Instructions to follow ▸ Copy each line of the entries that contains the word "system".

-- Source records follows --

PR #362, opened 2021-09-18
PyRdp-Player optimize for Mac OSX

thelongestusernameofall:
Bugfix: 1. fix Memory Not Enough Error (caused by Circular import) by line 37 modification;
    2. fix PySide2 freeze Error by line 28 modification;
    After these modification, pyrdp-player works well on mac osx.

### DIFF
--- a/bin/pyrdp-player.py
+++ b/bin/pyrdp-player.py
@@ -25,6 +25,7 @@ import logging  # noqa
 import logging.handlers  # noqa
 import sys  # noqa
 import os  # noqa
+# Workaround a macOS bug: https://bugreports.qt.io/browse/QTBUG-87014
 os.environ['QT_MAC_WANTS_LAYER']='1'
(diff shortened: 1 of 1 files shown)


obilodeau:
Great contribution! Thanks!

bin/pyrdp-player.py
```diff
@@ -25,7 +25,7 @@
 import logging.handlers  # noqa
 import sys  # noqa
 import os  # noqa
-
+os.environ['QT_MAC_WANTS_LAYER']='1'
```
obilodeau, line 28:
```suggestion
# Workaround a macOS bug: https://bugreports.qt.io/browse/QTBUG-87014
os.environ['QT_MAC_WANTS_LAYER']='1'
```

obilodeau (commented):
Comment suggestion

PR #365, opened 2021-10-25
chore(363): replace notify2 by py-notifier

### LINKED ISSUE #363: notify2 library is deprecated
Read about it here: https://bitbucket.org/takluyver/pynotify2/src/master/

alxbl:
This replaces notify2 by py-notifier.

I think (but would need further testing) that this allows us to get rid of dbus dependencies since it uses `libnotify-bin`. Which has been added to the README and docker files (not relevant to the CI pipeline AFAIK)

I will investigate whether dbus can be removed and probably open a second PR to cleanup the dependencies.

This also paves the road to eventually supporting windows notifications once win10toast is fixed. (see https://github.com/jithurjacob/Windows-10-Toast-Notifications/issues/86)

Closes #363.

### DIFF
--- a/Dockerfile
+++ b/Dockerfile
@@ -48,6 +48,7 @@ RUN apt-get update && apt-get install -y --no-install-recommends python3 \
         # GUI and notifications stuff
         libgl1-mesa-glx libxcb-xinerama0 \
         notify-osd dbus-x11 libxkbcommon-x11-0 \
+        libnotify-bin \
         # Runtime requirement for PyAV (pyrdp-convert to MP4)
         libavcodec58 libavdevice58 \
         && rm -rf /var/lib/apt/lists/*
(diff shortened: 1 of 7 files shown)


Dockerfile
```diff
@@ -9,9 +9,8 @@ RUN apt-get update && apt-get install -y --no-install-recommends \
         python3-setuptools \
         # Required for venv setup
         python3-venv \
-        # Required to build RLE module and dbus-python (GUI)
+        # Required to build RLE module (GUI)
```
obilodeau, line 12:
```suggestion
        # Required to build RLE module
```
The `GUI` mention was referring to dbus-python (a GUI related dependency). Needs to be removed now.

obilodeau (commented):
One last little thing. See comment below. Also, I'm off to test in a Ubuntu server system now w/o a GUI and see if my assumptions about `notify-osd` are correct.

Issue #358, opened 2021-09-03
Grab the Net-NTLM hash before closing an NLA connection


obilodeau:
We know that [Responder](https://github.com/lgandx/Responder) is [able to dump Net-NTLMv2 hashes](https://twitter.com/pythonresponder/status/1162814428850589697) even if it doesn't fully support RDP.

This means that if we pursue the handshake even if we know we can't finish the connection, we can at least grab the hash and log it.

A stretch goal would be: if we manage to crack the hash, we know we could MITM NLA because we could then create a new challenge-response on the server side. If I recall correctly the only thing preventing us from doing that was that part of the challenge response mixed the plaintext password (which we don't know) with the server's public/private/fingerprint (not sure which) and that the server would reject anything tampered. We couldn't do the double diffie-hellman trick because of the mixing of both these layers. If we have the password, we can truly do an NLA handshake in the middle. This would open up a new attack use case. Note that I'm half intentionally vague here.

Tagging @danielsantos1234.

PR #367, opened 2021-10-26
(#358) Catch NTLM hash if non-SSP authentication

lubiedo:
This PR will enable PyRDP to catch the NTLM Hash during a client's connection even when it was not executed with CredSSP authentication enabled and the server enforces it. To achieve this it will cut connection with the server and create a challenge PDU for the client to respond with an authentication message.

cc @obilodeau


lubiedo:
Getting closer to finishing this PR. @obilodeau: let me know what you think and if you have some changes for me to add to this.

pyrdp/security/nla.py
```diff
@@ -22,7 +24,7 @@ class NLAHandler(SegmentationObserver):
     This also logs the hash of NLA connection attempts.
     """
 
-    def __init__(self, sink: IntermediateLayer, state: NTLMSSPState, log: logging.LoggerAdapter):
+    def __init__(self, sink: IntermediateLayer, state: NTLMSSPState, log: logging.LoggerAdapter, ntlmCatch: bool = False):
```
obilodeau, line 27: `ntlmCatch` here should probably be turned into a keyword argument. For example, if we want to add NTLM relay capability here, the current api would look like:

```
NLAHandler(sink, state, log, False, True)
```
The above being `ntlmCatch=False`, `ntlmRelay=True`.

Whereas if we use keyword arguments it could be:
```
NLAHandler(sink, state, log, relay=True)
```

Maybe using keyword arguments is too complex for a simple use case like that. I wonder what pattern already exists in PyRDP that could allow this Object to be extended cleanly. We need to check.

Also lets change `ntlmCatch` for `ntlmCapture` or `captureNtlm` idk.

pyrdp/parser/rdp/ntlmssp.py
```diff
@@ -86,3 +92,109 @@ def parseNTLMSSPAuthenticate(self, data: bytes, stream: BytesIO) -> NTLMSSPAuthe
...
+        substream.write(Uint8.pack(NTLMSSPChallengeVersion.NEG_PROD_MAJOR_VERSION_HIGH))   # product major version
+        substream.write(Uint8.pack(NTLMSSPChallengeVersion.NEG_PROD_MINOR_VERSION_LOW))    # product minor version
+        substream.write(Uint16LE.pack(NTLMSSPChallengeVersion.NEG_PROD_VERSION_BUILT))     # product build
+        substream.write(Uint8.pack(0))                                                     # reserved
+        substream.write(Uint8.pack(0))                                                     # reserved
+        substream.write(Uint8.pack(0))                                                     # reserved
+        substream.write(Uint8.pack(NTLMSSPChallengeVersion.NEG_NTLM_REVISION_CURRENT))     # NTLM revision current
+        
+        self.writeNTLMSSPTSRequest(stream, NTLMSSPChallengeVersion.CREDSSP_VERSION, substream.getvalue())
+        return stream.getvalue()
```
obilodeau, line 156: I'm going to close this review because there is already a couple of items to fix and look at but I wonder if we can simplify this pattern somehow. We should check for other code examples where long sequences of bytes are written like that.

pyrdp/parser/rdp/ntlmssp.py
```diff
@@ -86,3 +92,109 @@ def parseNTLMSSPAuthenticate(self, data: bytes, stream: BytesIO) -> NTLMSSPAuthe
...
+
+    def writeNTLMSSPTSRequest(self, stream: BytesIO, version: int, negoTokens: bytes):
```
obilodeau, line 158: add link to MS documentation here too

pyrdp/parser/rdp/ntlmssp.py
```diff
@@ -86,3 +92,109 @@ def parseNTLMSSPAuthenticate(self, data: bytes, stream: BytesIO) -> NTLMSSPAuthe
...
+        stream.write(ber.writeInteger(version)) # CredSSP version
+        stream.write(ber.writeContextualTag(1, negoLen + 16))
+        stream.write(ber.writeUniversalTag(ber.Tag.BER_TAG_SEQUENCE, True))
+        stream.write(ber.writeLength(negoLen + 12))
+        stream.write(ber.writeUniversalTag(ber.Tag.BER_TAG_SEQUENCE, True))
+        stream.write(ber.writeLength(negoLen + 8))
+        stream.write(ber.writeContextualTag(0, negoLen + 4))
+        stream.write(ber.writeOctetString(negoTokens))
+
+    def writeNTLMSSPChallengePayload(self, stream: BytesIO, workstation: str) -> int:
```
obilodeau, line 173: add link to documentation

pyrdp/pdu/rdp/ntlmssp.py
```diff
@@ -13,17 +17,19 @@ def __init__(self, messageType: NTLMSSPMessageType):
         super().__init__()
         self.messageType = messageType
 
-
```
obilodeau, line 16: PEP8 says use two newline to separate classes, this change should be reverted

pyrdp/pdu/rdp/ntlmssp.py
```diff
@@ -13,17 +17,19 @@ def __init__(self, messageType: NTLMSSPMessageType):
...
 class NTLMSSPNegotiatePDU(NTLMSSPPDU):
     def __init__(self):
         super().__init__(NTLMSSPMessageType.NEGOTIATE_MESSAGE)
 
-
```
obilodeau, line 21: same as above

pyrdp/pdu/rdp/ntlmssp.py
```diff
@@ -13,17 +17,19 @@ def __init__(self, messageType: NTLMSSPMessageType):
...
 class NTLMSSPChallengePDU(NTLMSSPPDU):
     def __init__(self, serverChallenge: bytes):
         super().__init__(NTLMSSPMessageType.CHALLENGE_MESSAGE)
         self.serverChallenge = serverChallenge
 
+class NTLMSSPChallengePayloadPDU(PDU):
+    def __init__(self, workstation: str):
+        super().__init__()
+        self.workstation = workstation
```
obilodeau, line 33: missing newline for PEP8

pyrdp/pdu/rdp/ntlmssp.py
```diff
@@ -32,3 +38,13 @@ def __init__(self, user: str, domain: str, proof: bytes, response: bytes):
         self.domain = domain
         self.proof = proof
         self.response = response
+
```
obilodeau, line 41: missing newline for PEP8

pyrdp/pdu/rdp/ntlmssp.py
```diff
@@ -13,17 +17,19 @@ def __init__(self, messageType: NTLMSSPMessageType):
...
     def __init__(self):
         super().__init__(NTLMSSPMessageType.NEGOTIATE_MESSAGE)
 
-
 class NTLMSSPChallengePDU(NTLMSSPPDU):
     def __init__(self, serverChallenge: bytes):
         super().__init__(NTLMSSPMessageType.CHALLENGE_MESSAGE)
         self.serverChallenge = serverChallenge
 
+class NTLMSSPChallengePayloadPDU(PDU):
```
obilodeau, line 29: link to MS documentation

pyrdp/pdu/rdp/ntlmssp.py
```diff
@@ -32,3 +38,13 @@ def __init__(self, user: str, domain: str, proof: bytes, response: bytes):
         self.domain = domain
         self.proof = proof
         self.response = response
+
+class NTLMSSPTSRequestPDU(PDU):
+    """
+    PDU for TSRequest structures used by CredSSP (client/server) for SPNEGO and Kerberos/NTLM messages
```
obilodeau, line 44: link to MS documentation

pyrdp/security/nla.py
```diff
@@ -33,15 +35,35 @@ def __init__(self, sink: IntermediateLayer, state: NTLMSSPState, log: logging.Lo
         self.sink = sink
         self.ntlmSSPState = state
         self.log = log
+        self.catch = ntlmCatch
```
obilodeau, line 38: catch -> capture

pyrdp/security/nla.py
```diff
@@ -33,15 +35,35 @@ def __init__(self, sink: IntermediateLayer, state: NTLMSSPState, log: logging.Lo
...
         self.ntlmSSPParser = NTLMSSPParser()
 
+    def getRandChallenge(self):
```
obilodeau, line 41: Should we use the server-provided random values? I'm afraid we are going to introduce a vulnerability here by using a random number generator that is known to be weak: 
image

from https://docs.python.org/3/library/random.html

obilodeau (commented):
Things are taking shape. Here's my review. A lot of little things, nothing major. Great work!

pyrdp/core/ber.py
```diff
@@ -140,7 +140,27 @@ def writeApplicationTag(tag: Tag, size: int) -> bytes:
         return Uint8.pack((Class.BER_CLASS_APPL | PC.BER_CONSTRUCT) | Tag.BER_TAG_MASK) + Uint8.pack(tag) + writeLength(size)
     else:
         return Uint8.pack((Class.BER_CLASS_APPL | PC.BER_CONSTRUCT) | (Tag.BER_TAG_MASK & tag)) + writeLength(size)
-    
+
+def readContextualTag(s: BinaryIO, tag: Tag, isConstruct: bool) -> bool:
+    """
+    Unpack contextual tag and return True if the proper tag was read.
```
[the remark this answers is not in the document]
lubiedo: You are correct. Fixing this.

pyrdp/mitm/X224MITM.py
```diff
@@ -117,19 +117,27 @@ def onConnectionConfirm(self, pdu: X224ConnectionConfirmPDU):
...
+                    self.state.useRedirectionHost()
+                    self.onConnectionRequest(self.originalConnectionRequest)
+                    return
+                else:
+                    # Respond with a RDP negotiation answer to proceed and catch NTLM
+                    self.log.info("Server requires CredSSP. Closing connection with server and attempting to catch NTML hashes.")
+                    payload = parser.write(NegotiationResponsePDU(NegotiationType.TYPE_RDP_NEG_RSP, 0x00, NegotiationProtocols.CRED_SSP))
+                    self.state.ntlmCatch = True
+
+                    self.disconnector()
```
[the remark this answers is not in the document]
lubiedo: In this case we don't want to return because, unlike the clause above, we are not redirecting the connection but continuing with the SSL connection established on line 149.

pyrdp/security/nla.py
lubiedo: Please, check commit 20fa506 and let me know what you think.

pyrdp/mitm/RDPMITM.py
```diff
@@ -238,8 +239,11 @@ def doClientTls(self):
 
         # Add unknown packet handlers.
         ntlmSSPState = NTLMSSPState()
-        self.client.segmentation.addObserver(NLAHandler(self.server.tcp, ntlmSSPState, self.getLog("ntlmssp")))
-        self.server.segmentation.addObserver(NLAHandler(self.client.tcp, ntlmSSPState, self.getLog("ntlmssp")))
+        if self.state.ntlmCatch:
+            self.client.segmentation.addObserver(NLAHandler(self.client.tcp, ntlmSSPState, self.getLog("ntlmssp"), True))
```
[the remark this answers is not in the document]
lubiedo: Please, check commit 20fa506 and let me know what you think.

pyrdp/security/nla.py
lubiedo: The RDP server is the one in charge of creating the challenge value so yes, it should be created by PyRDP in this case. Either way, good catch with `random`. Pushed commit 1129bbb to use `secrets` instead.

obilodeau: Just to make sure, we don't have a challenge we could use in the TSREQUEST[SPNEGO] from the server? This is when we drop the server's connection, we realize we can't MITM CredSSP so we drop. But we did get that SPNEGO, correct? Doesn't it hold the challenge already?

image

pyrdp/mitm/RDPMITM.py
```diff
@@ -239,11 +239,13 @@ def doClientTls(self):
 
         # Add unknown packet handlers.
         ntlmSSPState = NTLMSSPState()
-        if self.state.ntlmCatch:
-            self.client.segmentation.addObserver(NLAHandler(self.client.tcp, ntlmSSPState, self.getLog("ntlmssp"), True))
-        else:
-            self.client.segmentation.addObserver(NLAHandler(self.server.tcp, ntlmSSPState, self.getLog("ntlmssp")))
-            self.server.segmentation.addObserver(NLAHandler(self.client.tcp, ntlmSSPState, self.getLog("ntlmssp")))
+        self.client.segmentation.addObserver(NLAHandler(self.client.tcp, ntlmSSPState, self.getLog("ntlmssp")))
```
obilodeau: Something here puzzles me. We went from `self.server.tcp`, `self.client.tcp` to `self.client.tcp`, `self.client.tcp`. I'm not sure this is accurate.

pyrdp/security/nla.py
obilodeau: What I don't like about it is that it bundles PyRDP's own state into a class that tracks a pure protocol state. Also, since its impact is tested only on a single `if` and doesn't really need to be passed around, I feel like this is too drastic. That an argument on NLAHandler is enough.

pyrdp/security/nla.py
lubiedo: No, the SPNEGO is sent in an already established NTLMSSP authentication mode. The connection with the server is cut way before any CredSSP is done.

pyrdp/mitm/RDPMITM.py
lubiedo: Sorry for that, copy&paste mistake. Fixed on 367ee65.

pyrdp/parser/rdp/ntlmssp.py
```diff
@@ -53,15 +55,19 @@ def parseNTLMSSPNegotiate(self, data: bytes, stream: BytesIO) -> NTLMSSPNegotiat
...
+        targetInfoLen = stream.read(2)
+        targetInfoMaxLen = stream.read(2)
+        targetInfoBufferOffset = stream.read(4)
+        version = stream.read(4)
+        reserved = stream.read(3)
+        revisionCurrent = stream.read(1)
 
-        targetName = self.parseField(data, targetNameFields)
-        targetInfo = self.parseField(data, targetInfoFields)
         return NTLMSSPChallengePDU(serverChallenge)
```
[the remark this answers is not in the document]
lubiedo: Yes and no. `parseField` is returning the fields data inside the PDU where as the change that I've made is getting parsing the data 1:1 in comparison to the `writeNTLMSSPChallenge` function.

pyrdp/security/nla.py
lubiedo: Reverted 20fa506 and using keyword to make it more clear that we are capturing the NTLM hash.

pyrdp/parser/rdp/ntlmssp.py
lubiedo: Should I resolve this?

pyrdp/parser/rdp/ntlmssp.py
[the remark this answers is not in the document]
lubiedo: Also, it is being used by other functions inside this class. Let me know if I can resolve this or needs more attention.

pyrdp/security/nla.py
```diff
@@ -32,16 +34,36 @@ def __init__(self, sink: IntermediateLayer, state: NTLMSSPState, log: logging.Lo
...
 
-        if messageOffset != -1:
-            message: NTLMSSPPDU = self.ntlmSSPParser.parse(data[messageOffset :])
+        if signatureOffset != -1:
+            message: NTLMSSPPDU = self.ntlmSSPParser.parse(data)
             self.ntlmSSPState.setMessage(message)
 
+            if message.messageType == NTLMSSPMessageType.NEGOTIATE_MESSAGE and self.ntlmCapture:
+                randomChallenge = self.getRandChallenge()
+                self.log.info("NTLMSSP Negotiation")
```
obilodeau, line 57: Since it doesn't add value or content from the client, I think this should be changed to a `debug` level message instead of `info`. `info` level message would generate a json event for that log but I don't think it would be valuable.

pyrdp/parser/rdp/ntlmssp.py
```diff
@@ -34,11 +37,11 @@ def findMessage(self, data: bytes) -> int:
...
 
     def doParse(self, data: bytes) -> NTLMSSPPDU:
-        stream = BytesIO(data)
+        sigOffset = self.findMessage(data)
+        stream    = BytesIO(data[sigOffset:])
         signature = stream.read(8)
         messageType = Uint32LE.unpack(stream)
-
-        return self.handlers[messageType](data, stream)
+        return self.handlers[messageType](stream.getvalue(), stream)
```
obilodeau, line 44: Before, we would pass a ByteIO stream and all data to the handlers.

Now, no matter the `messageType`, we pass a subset of the data starting with `NTLMSSSP\x00` and a partial stream accordingly.

The behavior might be correct to capture NTLM hashes but it is probably wrong for other packet types.

pyrdp/parser/rdp/ntlmssp.py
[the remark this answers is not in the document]
obilodeau: I'm going to try to improve it myself.

obilodeau (commented):
Another round of review/comments.

obilodeau:
Another important problem showed up. There seems to be a problem if we don't already have a copy of the server's certificate:

```
[2021-11-23 16:50:03,586] - INFO - Ellyn175837 - pyrdp.mitm.connections.x224 - Server requires CredSSP. Closing connection with server and attempting to capture NTLM hashes.
Unhandled Error
Traceback (most recent call last):
  File "/usr/lib/python3.9/asyncio/base_events.py", line 596, in run_forever
    self._run_once()
  File "/usr/lib/python3.9/asyncio/base_events.py", line 1890, in _run_once
    handle._run()
  File "/usr/lib/python3.9/asyncio/events.py", line 80, in _run
    self._context.run(self._callback, *self._args)
  File "/home/olivier/Documents/gosecure/src/pyrdp/venv/lib/python3.9/site-packages/twisted/internet/asyncioreactor.py", line 273, in _onTimer
    self.runUntilCurrent()
--- <exception caught here> ---
  File "/home/olivier/Documents/gosecure/src/pyrdp/venv/lib/python3.9/site-packages/twisted/internet/base.py", line 994, in runUntilCurrent
    call.func(*call.args, **call.kw)
  File "/home/olivier/Documents/gosecure/src/pyrdp/pyrdp/mitm/RDPMITM.py", line 229, in doClientTls
    privKey, certFile = self.certs.lookup(cert)
builtins.UnboundLocalError: local variable 'cert' referenced before assignment
```

pyrdp/mitm/RDPMITM.py
```diff
@@ -238,6 +239,11 @@ def doClientTls(self):
 
         # Add unknown packet handlers.
```
obilodeau, line 240: I think that comment needs to be revisited. It's just confusing now and since we parse NTLMSSP better we can rewrite it to be better here

obilodeau:
> Another important problem showed up. There seems to be a problem if we don't already have a copy of the server's certificate:

I might have a fix for this in the works.

lubiedo:
Thanks for the reviews @obilodeau! Will work on them ASAP.

lubiedo:
Fix for major issue https://github.com/GoSecure/pyrdp/pull/367#issuecomment-977200529 fixed with commit 527a03b

pyrdp/mitm/X224MITM.py
```diff
@@ -83,6 +83,9 @@ def onConnectionRequest(self, pdu: X224ConnectionRequestPDU):
             # Tell the server we only support the allowed authentication methods.
             chosenProtocols &= self.state.config.authMethods
 
+        if not self.state.ntlmCapture:
```
obilodeau, line 86: This will affect our non-NLA attack scenario. I need to test to confirm but I think it will because this basically says: if we are not capturing NTLM don't perform the downgrade attack. However, when we are facing a non-NLA server we want to perform the downgrade attack.

obilodeau: I can confirm that this is the case. Trying to connect to a system that disables NLA we get:
image

I think we will need to implement the state-tracking route that I was trying yesterday. If the target server enforces NLA and we don't have NLA redirection enabled then we don't downgrade the negotiation. A mix of both our patches from yesterday. You might have another idea so I'll wait until we can talk to confirm.

pyrdp/mitm/X224MITM.py
```diff
@@ -117,24 +121,33 @@ def onConnectionConfirm(self, pdu: X224ConnectionConfirmPDU):
...
+
                 self.onConnectionRequest(self.originalConnectionRequest)
                 return
             else:
                 self.log.info("The server failed the negotiation. Error: %(error)s", {"error": NegotiationFailureCode.getMessage(response.failureCode)})
                 payload = pdu.payload
         else:
-            payload = parser.write(NegotiationResponsePDU(NegotiationType.TYPE_RDP_NEG_RSP, 0x00, response.selectedProtocols))
+            if self.state.ntlmCapture:
+                payload = parser.write(NegotiationResponsePDU(NegotiationType.TYPE_RDP_NEG_RSP, 0x00, NegotiationProtocols.CRED_SSP))
```
obilodeau, line 148: this should be turned into an `elif`

pyrdp/parser/rdp/ntlmssp.py
lubiedo: This was previously done at `pyrdp/security/nla.py` and moved it here.

pyrdp/mitm/X224MITM.py
obilodeau: Fixed by @lubiedo in `52bd5df`

pyrdp/mitm/X224MITM.py
```diff
@@ -83,6 +83,9 @@ def onConnectionRequest(self, pdu: X224ConnectionRequestPDU):
             # Tell the server we only support the allowed authentication methods.
             chosenProtocols &= self.state.config.authMethods
 
+        if self.state.ntlmCapture:
+            chosenProtocols = NegotiationProtocols.SSL | NegotiationProtocols.CRED_SSP
```
obilodeau, line 87: I think we need to describe why we added that here in a comment. Here's a suggestion:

-- Source records concluded --

Answer below ▸
One last little thing. See comment below. Also, I'm off to test in a Ubuntu server system now w/o a GUI and see if my assumptions about `notify-osd` are correct.
obilodeau: I can confirm that this is the case. Trying to connect to a system that disables NLA we get:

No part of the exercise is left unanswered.